### Work task
Please copy each line of the records below that holds the word "randomizer".

### Exercise material
★ ★ ★

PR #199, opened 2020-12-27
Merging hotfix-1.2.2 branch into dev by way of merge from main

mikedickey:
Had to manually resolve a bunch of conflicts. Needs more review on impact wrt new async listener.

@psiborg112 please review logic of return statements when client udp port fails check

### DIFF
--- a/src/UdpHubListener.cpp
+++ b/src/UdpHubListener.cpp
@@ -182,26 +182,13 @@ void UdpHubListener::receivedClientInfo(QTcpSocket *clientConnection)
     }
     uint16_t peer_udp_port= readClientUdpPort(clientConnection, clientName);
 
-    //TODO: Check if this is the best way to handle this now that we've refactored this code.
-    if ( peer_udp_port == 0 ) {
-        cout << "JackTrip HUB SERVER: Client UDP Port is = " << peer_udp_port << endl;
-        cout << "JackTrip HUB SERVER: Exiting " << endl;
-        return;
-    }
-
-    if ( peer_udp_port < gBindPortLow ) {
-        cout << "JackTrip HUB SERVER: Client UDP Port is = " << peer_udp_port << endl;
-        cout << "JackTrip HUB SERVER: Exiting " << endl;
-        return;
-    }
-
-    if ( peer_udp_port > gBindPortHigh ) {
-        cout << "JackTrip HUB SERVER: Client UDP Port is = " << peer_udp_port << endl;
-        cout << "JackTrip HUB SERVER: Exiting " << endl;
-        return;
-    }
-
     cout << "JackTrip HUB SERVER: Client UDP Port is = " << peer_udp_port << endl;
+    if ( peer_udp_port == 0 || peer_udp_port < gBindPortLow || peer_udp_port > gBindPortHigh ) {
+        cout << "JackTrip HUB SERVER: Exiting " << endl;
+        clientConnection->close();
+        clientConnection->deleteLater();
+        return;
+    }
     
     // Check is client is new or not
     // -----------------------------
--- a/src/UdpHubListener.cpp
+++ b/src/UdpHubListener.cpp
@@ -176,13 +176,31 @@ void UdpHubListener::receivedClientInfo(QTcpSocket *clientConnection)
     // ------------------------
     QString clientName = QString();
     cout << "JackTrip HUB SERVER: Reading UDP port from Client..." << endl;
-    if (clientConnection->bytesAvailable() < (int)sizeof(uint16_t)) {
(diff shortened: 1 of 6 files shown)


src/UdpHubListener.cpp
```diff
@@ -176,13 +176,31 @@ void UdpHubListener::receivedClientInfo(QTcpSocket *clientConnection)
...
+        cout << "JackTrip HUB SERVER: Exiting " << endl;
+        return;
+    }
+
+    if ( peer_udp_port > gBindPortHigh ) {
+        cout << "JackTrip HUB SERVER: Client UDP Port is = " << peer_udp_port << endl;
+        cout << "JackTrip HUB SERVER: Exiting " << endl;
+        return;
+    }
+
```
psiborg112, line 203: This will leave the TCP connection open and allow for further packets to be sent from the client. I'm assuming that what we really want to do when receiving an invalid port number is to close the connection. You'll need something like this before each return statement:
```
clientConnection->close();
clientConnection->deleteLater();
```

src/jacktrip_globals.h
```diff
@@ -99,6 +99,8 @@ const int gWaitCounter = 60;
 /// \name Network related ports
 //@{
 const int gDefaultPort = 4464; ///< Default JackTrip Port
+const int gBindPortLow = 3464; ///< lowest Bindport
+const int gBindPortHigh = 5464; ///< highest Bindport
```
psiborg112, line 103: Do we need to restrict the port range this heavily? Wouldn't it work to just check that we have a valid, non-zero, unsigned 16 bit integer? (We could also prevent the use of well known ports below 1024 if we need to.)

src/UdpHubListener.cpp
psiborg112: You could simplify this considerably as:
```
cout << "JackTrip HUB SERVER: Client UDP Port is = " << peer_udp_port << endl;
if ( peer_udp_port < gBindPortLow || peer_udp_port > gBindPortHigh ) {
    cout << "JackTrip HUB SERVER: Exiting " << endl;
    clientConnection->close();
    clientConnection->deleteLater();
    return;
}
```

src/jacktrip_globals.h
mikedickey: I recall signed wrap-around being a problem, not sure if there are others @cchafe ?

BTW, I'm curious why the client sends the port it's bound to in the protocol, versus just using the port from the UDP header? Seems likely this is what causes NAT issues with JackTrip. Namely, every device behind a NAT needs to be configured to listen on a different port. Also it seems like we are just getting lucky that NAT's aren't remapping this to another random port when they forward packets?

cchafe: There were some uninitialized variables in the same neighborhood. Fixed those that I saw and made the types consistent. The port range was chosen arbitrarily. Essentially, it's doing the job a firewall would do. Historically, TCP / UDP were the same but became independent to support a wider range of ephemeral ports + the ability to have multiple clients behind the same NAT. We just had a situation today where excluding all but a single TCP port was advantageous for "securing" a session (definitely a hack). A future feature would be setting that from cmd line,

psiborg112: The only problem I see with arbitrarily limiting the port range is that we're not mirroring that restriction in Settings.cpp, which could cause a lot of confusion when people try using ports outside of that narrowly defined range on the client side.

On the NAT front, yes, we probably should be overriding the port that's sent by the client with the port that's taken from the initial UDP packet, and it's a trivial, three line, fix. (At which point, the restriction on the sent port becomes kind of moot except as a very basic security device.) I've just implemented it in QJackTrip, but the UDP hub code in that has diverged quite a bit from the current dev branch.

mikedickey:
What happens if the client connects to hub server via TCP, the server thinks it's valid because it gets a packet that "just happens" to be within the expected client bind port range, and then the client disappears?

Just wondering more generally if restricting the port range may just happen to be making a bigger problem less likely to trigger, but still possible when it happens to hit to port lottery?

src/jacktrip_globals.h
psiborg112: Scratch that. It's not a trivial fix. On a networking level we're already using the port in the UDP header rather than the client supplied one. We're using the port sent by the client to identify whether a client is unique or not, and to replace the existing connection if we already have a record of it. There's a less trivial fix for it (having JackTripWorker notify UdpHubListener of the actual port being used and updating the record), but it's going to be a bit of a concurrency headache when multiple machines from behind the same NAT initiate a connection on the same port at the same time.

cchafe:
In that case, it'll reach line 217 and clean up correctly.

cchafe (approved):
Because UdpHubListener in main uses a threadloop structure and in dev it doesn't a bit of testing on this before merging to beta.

★ ★ ★

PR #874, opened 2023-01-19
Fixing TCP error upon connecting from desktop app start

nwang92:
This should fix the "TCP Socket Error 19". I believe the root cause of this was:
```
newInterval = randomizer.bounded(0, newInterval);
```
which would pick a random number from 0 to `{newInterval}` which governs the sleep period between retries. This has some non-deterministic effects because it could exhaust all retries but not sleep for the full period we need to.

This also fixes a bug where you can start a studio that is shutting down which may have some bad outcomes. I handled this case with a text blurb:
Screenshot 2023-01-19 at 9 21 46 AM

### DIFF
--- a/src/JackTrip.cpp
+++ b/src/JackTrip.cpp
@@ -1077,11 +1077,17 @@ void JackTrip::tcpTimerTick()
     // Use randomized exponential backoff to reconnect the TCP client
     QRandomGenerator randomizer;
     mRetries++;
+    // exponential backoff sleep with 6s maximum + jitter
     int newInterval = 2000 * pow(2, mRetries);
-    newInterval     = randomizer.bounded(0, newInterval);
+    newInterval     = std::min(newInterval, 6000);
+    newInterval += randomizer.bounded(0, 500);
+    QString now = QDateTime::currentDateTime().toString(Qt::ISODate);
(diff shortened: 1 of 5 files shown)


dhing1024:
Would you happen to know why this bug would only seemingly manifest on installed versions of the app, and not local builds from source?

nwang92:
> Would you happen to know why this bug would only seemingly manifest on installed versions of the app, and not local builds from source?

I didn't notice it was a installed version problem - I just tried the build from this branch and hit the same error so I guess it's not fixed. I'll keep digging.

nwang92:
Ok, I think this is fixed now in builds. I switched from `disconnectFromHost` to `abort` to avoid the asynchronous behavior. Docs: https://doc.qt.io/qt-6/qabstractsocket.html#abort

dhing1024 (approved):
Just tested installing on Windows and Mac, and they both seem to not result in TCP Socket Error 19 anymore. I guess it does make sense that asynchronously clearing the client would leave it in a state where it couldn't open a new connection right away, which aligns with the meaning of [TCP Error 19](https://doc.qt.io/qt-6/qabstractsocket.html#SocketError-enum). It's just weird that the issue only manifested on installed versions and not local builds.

★ ★ ★

### Completed exercise
newInterval = randomizer.bounded(0, newInterval);
     QRandomGenerator randomizer;
-    newInterval     = randomizer.bounded(0, newInterval);
+    newInterval += randomizer.bounded(0, 500);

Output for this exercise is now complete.